Rib Reef was impacted by multiple disturbances during this study; a crown-of-thorns starfish outbreak and thermal stress. Six months after the corals were tagged at Rib Reef in November 2017, 95% of A. millepora and 50% of P. acuta had died. Of the 11 individuals who survived until Nov 2017, 90% had negative growth based on proportional change in SA (Fig. S2) with some having 95% colony mortality. Based on presence of COTS (density, on average, 6.3 starfish per 100 m2 ± 1.1 SE) (Burn et al. 2020), and the presence of feeding scars on the tagged colonies, it is highly likely that COTS grazing greatly contributed to the full and partial mortality experienced at Rib Reef, either through direct feeding or additive stress.
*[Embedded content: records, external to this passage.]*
PR #344, opened 2026-07-24
[FFL-2835] Parse flags configuration wire format

sameerank:
## Summary

- add the opaque `FlagsConfigurationWire` contract and decode version 1 precomputed JSON and protobuf rules payloads in `@datadog/flagging-core`
- map the current UFC protobuf schema into the shared `FlagsConfiguration` model, including conditions, partition keys, shard modes, split reasons, and feature-level handling
- accept configurations that Protobuf-ES can parse and defer JavaScript-specific validation until the relevant evaluation path, returning scoped `PARSE_ERROR` details instead of dropping otherwise usable flags
- preserve whole-envelope, precomputed-capability, rules-capability, and flag-level parse errors independently, without blocking a valid sibling capability
- preserve the decoded protobuf message so rules configurations can be serialized back to the wire format, including unknown fields
- keep parse error messages deterministic and free of configuration-derived values so evaluation-event aggregation remains low-cardinality
- lazily compile regexes, compute partition hashes once per allocation, and validate condition ordering without per-evaluation cycle sets
- expose a full-featured `@datadog/openfeature-browser` entry point and an API-compatible, protobuf-free `@datadog/openfeature-browser/precomputed` capability entry point
- configure Protobuf-ES with internal fallbacks for React Native runtimes without native text encoding or `BigInt`
- serve as the base for the stacked CoreProvider follow-up in [#336](https://github.com/DataDog/openfeature-js-client/pull/336)

## Why

Browser and React Native SDK consumers need to turn the ConfigurationWire response into the shared configuration object used by local flag evaluation. Keeping the decoder in the core package makes the wire contract reusable. Capability-specific browser entry points keep the synchronous API while allowing precomputed-only consumers to exclude Protobuf-ES entirely.

Jira: https://datadoghq.atlassian.net/browse/FFL-2835

## Stacked follow-up

PR #336 is based on this branch and verifies that `CoreProvider` can evaluate the protobuf rules object returned by `configurationFromString`. Merge this PR first, then retarget #336 to `main`.

## Protobuf dependency trade-off

- **Benefits:** `@bufbuild/protobuf` provides a schema-driven, protobuf-conformant decoder, generated types, open-enum handling, and unknown-field round trips. This removes most hand-rolled protobuf logic and makes future canonical UFC schema updates safer and easier to review.
[...]

PR #346, opened 2026-07-28
[FFL-2871] Support static-context offline initialization

sameerank:
## Summary

This PR contains documentation and regression-test changes only. The browser provider implementation is introduced in [#336](https://github.com/DataDog/openfeature-js-client/pull/336), while the supported `getPrecomputedContext(configuration)` accessor comes from [#353](https://github.com/DataDog/openfeature-js-client/pull/353).

- document static offline initialization with a supported copy of the precomputed context
- use `getPrecomputedContext(configuration)` instead of inspecting the opaque wire or parsed configuration
- load configuration with `setConfiguration()` before registering the provider
- register the provider and matching context together with `OpenFeature.setProviderAndWait(provider, context)`
- treat `{}` and contexts containing only undefined values literally rather than adopting the embedded context
- preserve `INVALID_CONTEXT` behavior for context-specific precomputed snapshots that do not match
- add lifecycle coverage for initialization, context clearing, error transitions, and recovery

## Why

A context-specific precomputed configuration is a snapshot for the context used to generate it. The effective OpenFeature context must match so provider hooks and Datadog tracking observe the same subject used for evaluation.

The configuration wire and parsed configuration are opaque contracts. [#353](https://github.com/DataDog/openfeature-js-client/pull/353) provides `getPrecomputedContext(configuration)` so consumers can obtain a detached copy without inspecting internal fields.

An empty OpenFeature context is a real context. It does not mean “restore the embedded context.” Clearing context therefore supplies `{}` and puts a context-specific precomputed-only provider into `ERROR` until the matching context is set again.

## Behavior

- construct `DatadogOfflineProvider`, then load configuration with `setConfiguration()`
- no configuration fetch or polling is introduced
- matching precomputed configuration evaluates locally
- context-agnostic precomputed configuration continues to work with any context
- `{}`, `{ targetingKey: undefined }`, and cleared global context are treated literally
- mismatching context returns coded defaults with `INVALID_CONTEXT`
- setting the matching context recovers the provider to `READY`
- rules-based offline evaluation continues to support dynamic contexts without fetching
- the `/precomputed` entry point remains free of Protobuf-ES modules

## Dependency and merge order

This PR is stacked on [#336](https://github.com/DataDog/openfeature-js-client/pull/336). Its documented initialization flow also depends on `getPrecomputedContext` from [#353](https://github.com/DataDog/openfeature-js-client/pull/353).

1. Merge #344.
2. Merge #353 after retargeting it to `main`.
3. Retarget and merge #336.
4. Retarget this PR to `main` and merge it.
5. Retarget and merge #349 and #351 independently.

[PR #349](https://github.com/DataDog/openfeature-js-client/pull/349) adds opt-in exposure, evaluation, and RUM tracking parity to `DatadogOfflineProvider`. [PR #351](https://github.com/DataDog/openfeature-js-client/pull/351) adds explicit precomputed and rules-based configuration fetchers.

Jira: https://datadoghq.atlassian.net/browse/FFL-2871

## Validation

- full browser suite passed: 16 suites and 195 tests
- Biome and entry-point checks passed
- precomputed CommonJS smoke check loaded zero Protobuf-ES modules


leoromanovsky (approved):
👍

dd-oleksii (approved):

packages/browser/README.md
```diff
@@ -156,24 +156,29 @@ import {
...
+const context = getPrecomputedContext(configuration)
 
-await OpenFeature.setProviderAndWait(provider)
-
-await OpenFeature.setContext({ targetingKey: 'user-123', plan: 'enterprise' })
+if (context === undefined) {
+  await OpenFeature.setProviderAndWait(provider)
+} else {
+  await OpenFeature.setProviderAndWait(provider, context)
+}
```
BenoitZugmeyer, line 176: **thought:** When seeing this, I was surprised why it cannot be simplified as: 

```
await OpenFeature.setProviderAndWait(provider, getPrecomputedContext(configuration))
```

I understand now this is to work around OpenFeature typings, where `context` is not optional, but it is definitely surprising. Maybe a PR upstream could help simplifying this!

sameerank: Yep that’s why the conditional is needed. `getPrecomputedContext()` returns `EvaluationContext | undefined`, while the OpenFeature overload accepts either no second argument or a defined `EvaluationContext`.

We also cannot substitute `{}` for `undefined`, because this provider treats `{}` as an explicitly selected empty context. I agree an upstream typing/API change could make this simpler. The fix I'm imagining would live in the OpenFeature code though. Specifically [here](https://github.com/open-feature/js-sdk/blob/7959d6dd2c56aa3622f4abadc631c95b563d9209/packages/web/src/open-feature.ts#L83) and [here](https://github.com/open-feature/js-sdk/blob/7959d6dd2c56aa3622f4abadc631c95b563d9209/packages/web/src/open-feature.ts#L104) would let `context` be optional

```
setProviderAndWait(provider: Provider, context?: EvaluationContext): Promise<void>

setProviderAndWait(
  domain: string,
  provider: Provider,
  context?: EvaluationContext
): Promise<void>
```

Acute disturbances, such as the passing of a cyclone and COTS outbreaks, contributed more to mortality of corals on the GBR (1.62 and 1.42% yr−1, respectively) than bleaching (0.34% yr−1) for the period 1985–2012 (De’ath et al. 2012). Recent data suggest ~ 40% decline in coral cover over the last 30 years on the GBR has been attributed to COTS outbreaks (Mellin et al. 2019). However, the chronic effects of bleaching-level heat stress is likely to be a major contributor to coral decline, with an estimated 30% reduction in shallow-water coral cover due to the 2016 bleaching event on the GBR (Hughes et al. 2017). A further 20% reduction was estimated due to the 2017 event (Hughes et al. 2019). Coral cover in the central GBR declined from 22% in 2016 to 12% in 2019, mainly attributed to back-to-back bleaching, COTS outbreak and tropical cyclone Debbie (AIMS LTMP, 2021). Managing the cumulative impacts of stressors on the reef is the greatest challenge for governance. Ultimately, predicted increases in the severity and frequency of future coral bleaching events is the greatest threat to sustaining the long-term function of coral reefs (Logan et al. 2014).

Conclusion

This study demonstrates how the bleaching event of 2017 impacted the visual health and physiology of A. millepora and P. acuta. Visibly bleached corals in the most-severe categories (health score of 1 and 2) had 50% chance of survival, but those with less-severe or no bleaching (health score 3 +) all survived. The corals at Pandora were less-severely impacted by heat stress than at Orpheus, which suggests that location disturbance history is an essential factor in determining coral sensitivity to bleaching. Chlorophyll a and lipid concentration were the most important of the factors measured in determining both growth rates and visual health score. Overall, the recovery and resilience of corals depends on a complex interaction of abiotic and biotic factors. The shift to more-thermally resistant Symbiodiniaceae likely plays a key role in coral resilience (Berkelmans and van Oppen 2006; Fuller et al 2020). Nonetheless, the host also plays an important role by the transcription of heatshock proteins, antioxidant enzymes (Gates and Edmunds 1999), the use of lipids reserves (Anthony et al. 2009) and heterotrophy (Anthony 1999). The combination of these factors is important for corals to become more resilient and potentially withstand future bleaching events. Moreover, as this study highlights the important role the Symbiodiniaceae and chlorophyll a play in growth and survival, continued research such as (van Oppen et al. 2015) to enhance the local population of thermotolerant Symbiodiniaceae may provide the best chance of maintaining coral reef function in relation to the presence of fast-growing branching species.